INPUT ::

PR #743, opened 2020-11-28
Use specified deleter for RclHandle

### LINKED ISSUE #728: Improve RclHandle ptr free() strategy
@koonpeng recently proposed redesigning the RclHandle to make the deleter lambda function responsible for `free()`ing the RclHandle memory pointer rather than `free()`ing its ptr directly as it does now. 

tldr;
The [RclHandle](https://github.com/RobotWebTools/rclnodejs/blob/develop/src/rcl_handle.cpp) `Reset()` method divides clean up duties between its self and a custom deleter lambda function provided during instance initialization. The deleter function performs custom delete activities on the RclHandle's ptr. While the RclHandle directly `free()`s its memory ptr. Recently this split in responsibilities resulted in a double `free()` error where the RclHandle ptr was free()'ed by a parent RclHandle and then again freed by its RclHandle wrapper.. The resolution required a creative hack using a custom deleter function that tricked the RclHandler to bypass calling free() on its ptr. This scenario revealed the need to externalize all of the clean up of the RclHandler memory ptr. The RclHandle deleter function is a natural candidate for the memory ptr free() responsibility.

minggangw:
This patch will enable RclHandle to use a specified deleter to free
the resources, which means the pointer passed when contructing the
RclHandle object will not be freed by default.

After this patch, caller should be responsible to manage the memory.

Fix #728

### DIFF
--- a/src/rcl_handle.cpp
+++ b/src/rcl_handle.cpp
@@ -85,8 +85,8 @@ NAN_METHOD(RclHandle::Dismiss) {
   info.GetReturnValue().Set(Nan::Undefined());
 }
 
-v8::Local<v8::Object> RclHandle::NewInstance(void* handle, RclHandle* parent,
-                                             std::function<int()> deleter) {
+v8::Local<v8::Object> RclHandle::NewInstance(
+    void* handle, RclHandle* parent, std::function<void(void*)> deleter) {
   Nan::EscapableHandleScope scope;
 
   v8::Local<v8::Function> cons = Nan::New<v8::Function>(constructor);
@@ -123,12 +123,7 @@ void RclHandle::Reset() {
     child->Reset();
   }
 
-  if (deleter_ && deleter_() != RCL_RET_OK) {
-    Nan::ThrowError(rcl_get_error_string().str);
-    rcl_reset_error();
-  }
-
-  free(pointer_);
+  if (deleter_) deleter_(pointer_);
 
   pointer_ = nullptr;
   children_.clear();
--- a/src/rcl_lifecycle_bindings.cpp
+++ b/src/rcl_lifecycle_bindings.cpp
@@ -21,15 +21,14 @@
 #include <string>
 #include <vector>
 
-#include "macros.hpp"
-#include "rcl_handle.hpp"
-#include "rcl_utilities.hpp"
 #include "lifecycle_msgs/msg/transition_event.h"
 #include "lifecycle_msgs/srv/change_state.h"
 #include "lifecycle_msgs/srv/get_available_states.h"
 #include "lifecycle_msgs/srv/get_available_transitions.h"
 #include "lifecycle_msgs/srv/get_state.h"
-
+#include "macros.hpp"
+#include "rcl_handle.hpp"
+#include "rcl_utilities.hpp"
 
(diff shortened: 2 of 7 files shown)


minggangw:
@wayneparrott @koonpeng PTAL, thanks!

src/rcl_lifecycle_bindings.cpp
```diff
@@ -223,24 +224,8 @@ NAN_METHOD(GetLifecycleSrvNameAndHandle) {
...
-  // Note: lifecycle Services are created and managed by their
-  // rcl_lifecycle_state_machine. Thus we must not manually
-  // free the lifecycle_state_machine's service pointers.
-  // To accomplish this we create srv_handle instances with
-  // the free_ptr parameter of false. Failing to do this results
-  // in a double free() error.
-  auto srv_handle =
-      RclHandle::NewInstance(service, nullptr, [] { return RCL_RET_OK; });
+  auto srv_handle = RclHandle::NewInstance(service, nullptr, nullptr);
   RclHandle* rclHandle = RclHandle::Unwrap<RclHandle>(srv_handle);
```
wayneparrott: With the new deleter design I think this line is no longer needed.
```
 RclHandle* rclHandle = RclHandle::Unwrap<RclHandle>(srv_handle);
```

wayneparrott (approved):
LGTM. My C coding skills are WIP. Thus, recommend giving more weight to any @koonpeng feedback. Thx.

src/rcl_lifecycle_bindings.cpp
minggangw: Yes, and I want to get some meaningful comments back here:

  // Note: lifecycle Services are created and managed by their
  // rcl_lifecycle_state_machine. Thus we must not manually
  // free the lifecycle_state_machine's service pointers.

src/rcl_handle.cpp
```diff
@@ -85,8 +85,8 @@ NAN_METHOD(RclHandle::Dismiss) {
   info.GetReturnValue().Set(Nan::Undefined());
 }
 
-v8::Local<v8::Object> RclHandle::NewInstance(void* handle, RclHandle* parent,
-                                             std::function<int()> deleter) {
+v8::Local<v8::Object> RclHandle::NewInstance(
+    void* handle, RclHandle* parent, std::function<void(void*)> deleter) {
```
koonpeng, line 89: Should we have the default deleter to `free` the pointer to simplify usage for the most common case?

On a side note, I recently found out that `free` on a c++ `new` allocated pointer is undefined behavior, similar for c++ `delete` on a `malloc` allocated pointer. This is another reason why moving the work of deallocation to the deleter function is a good idea, the old implementation will call `free` regardless of the pointer being `malloc` or `new` allocated.

koonpeng (approved):
LGTM, I just have a minor thought of a default deleter function.

src/rcl_handle.cpp
minggangw: As you said, we cannot assume whether the `ptr` is allocated by `malloc` or `new`, so letting the caller decide seems reasonable. Although, we have to repeat `free` in most cases, any thoughts?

WHAT IS EXPECTED :: Restate every entry above word for word.

RESPONSE TO THIS EXERCISE ::
PR #743, opened 2020-11-28
Use specified deleter for RclHandle

### LINKED ISSUE #728: Improve RclHandle ptr free() strategy
@koonpeng recently proposed redesigning the RclHandle to make the deleter lambda function responsible for `free()`ing the RclHandle memory pointer rather than `free()`ing its ptr directly as it does now. 

tldr;
The [RclHandle](https://github.com/RobotWebTools/rclnodejs/blob/develop/src/rcl_handle.cpp) `Reset()` method divides clean up duties between its self and a custom deleter lambda function provided during instance initialization. The deleter function performs custom delete activities on the RclHandle's ptr. While the RclHandle directly `free()`s its memory ptr. Recently this split in responsibilities resulted in a double `free()` error where the RclHandle ptr was free()'ed by a parent RclHandle and then again freed by its RclHandle wrapper.. The resolution required a creative hack using a custom deleter function that tricked the RclHandler to bypass calling free() on its ptr. This scenario revealed the need to externalize all of the clean up of the RclHandler memory ptr. The RclHandle deleter function is a natural candidate for the memory ptr free() responsibility.

minggangw:
This patch will enable RclHandle to use a specified deleter to free
the resources, which means the pointer passed when contructing the
RclHandle object will not be freed by default.

After this patch, caller should be responsible to manage the memory.

Fix #728

### DIFF
--- a/src/rcl_handle.cpp
+++ b/src/rcl_handle.cpp
@@ -85,8 +85,8 @@ NAN_METHOD(RclHandle::Dismiss) {
   info.GetReturnValue().Set(Nan::Undefined());
 }
 
-v8::Local<v8::Object> RclHandle::NewInstance(void* handle, RclHandle* parent,
-                                             std::function<int()> deleter) {
+v8::Local<v8::Object> RclHandle::NewInstance(
+    void* handle, RclHandle* parent, std::function<void(void*)> deleter) {
   Nan::EscapableHandleScope scope;
 
   v8::Local<v8::Function> cons = Nan::New<v8::Function>(constructor);
@@ -123,12 +123,7 @@ void RclHandle::Reset() {
     child->Reset();
   }
 
-  if (deleter_ && deleter_() != RCL_RET_OK) {
-    Nan::ThrowError(rcl_get_error_string().str);
-    rcl_reset_error();
-  }
-
-  free(pointer_);
+  if (deleter_) deleter_(pointer_);
 
   pointer_ = nullptr;
   children_.clear();
--- a/src/rcl_lifecycle_bindings.cpp
+++ b/src/rcl_lifecycle_bindings.cpp
@@ -21,15 +21,14 @@
 #include <string>
 #include <vector>
 
-#include "macros.hpp"
-#include "rcl_handle.hpp"
-#include "rcl_utilities.hpp"
 #include "lifecycle_msgs/msg/transition_event.h"
 #include "lifecycle_msgs/srv/change_state.h"
 #include "lifecycle_msgs/srv/get_available_states.h"
 #include "lifecycle_msgs/srv/get_available_transitions.h"
 #include "lifecycle_msgs/srv/get_state.h"
-
+#include "macros.hpp"
+#include "rcl_handle.hpp"
+#include "rcl_utilities.hpp"
 
(diff shortened: 2 of 7 files shown)


minggangw:
@wayneparrott @koonpeng PTAL, thanks!

src/rcl_lifecycle_bindings.cpp
```diff
@@ -223,24 +224,8 @@ NAN_METHOD(GetLifecycleSrvNameAndHandle) {
...
-  // Note: lifecycle Services are created and managed by their
-  // rcl_lifecycle_state_machine. Thus we must not manually
-  // free the lifecycle_state_machine's service pointers.
-  // To accomplish this we create srv_handle instances with
-  // the free_ptr parameter of false. Failing to do this results
-  // in a double free() error.
-  auto srv_handle =
-      RclHandle::NewInstance(service, nullptr, [] { return RCL_RET_OK; });
+  auto srv_handle = RclHandle::NewInstance(service, nullptr, nullptr);
   RclHandle* rclHandle = RclHandle::Unwrap<RclHandle>(srv_handle);
```
wayneparrott: With the new deleter design I think this line is no longer needed.
```
 RclHandle* rclHandle = RclHandle::Unwrap<RclHandle>(srv_handle);
```

wayneparrott (approved):
LGTM. My C coding skills are WIP. Thus, recommend giving more weight to any @koonpeng feedback. Thx.

src/rcl_lifecycle_bindings.cpp
minggangw: Yes, and I want to get some meaningful comments back here:

  // Note: lifecycle Services are created and managed by their
  // rcl_lifecycle_state_machine. Thus we must not manually
  // free the lifecycle_state_machine's service pointers.

src/rcl_handle.cpp
```diff
@@ -85,8 +85,8 @@ NAN_METHOD(RclHandle::Dismiss) {
   info.GetReturnValue().Set(Nan::Undefined());
 }
 
-v8::Local<v8::Object> RclHandle::NewInstance(void* handle, RclHandle* parent,
-                                             std::function<int()> deleter) {
+v8::Local<v8::Object> RclHandle::NewInstance(
+    void* handle, RclHandle* parent, std::function<void(void*)> deleter) {
```
koonpeng, line 89: Should we have the default deleter to `free` the pointer to simplify usage for the most common case?

On a side note, I recently found out that `free` on a c++ `new` allocated pointer is undefined behavior, similar for c++ `delete` on a `malloc` allocated pointer. This is another reason why moving the work of deallocation to the deleter function is a good idea, the old implementation will call `free` regardless of the pointer being `malloc` or `new` allocated.

koonpeng (approved):
LGTM, I just have a minor thought of a default deleter function.

src/rcl_handle.cpp
minggangw: As you said, we cannot assume whether the `ptr` is allocated by `malloc` or `new`, so letting the caller decide seems reasonable. Although, we have to repeat `free` in most cases, any thoughts?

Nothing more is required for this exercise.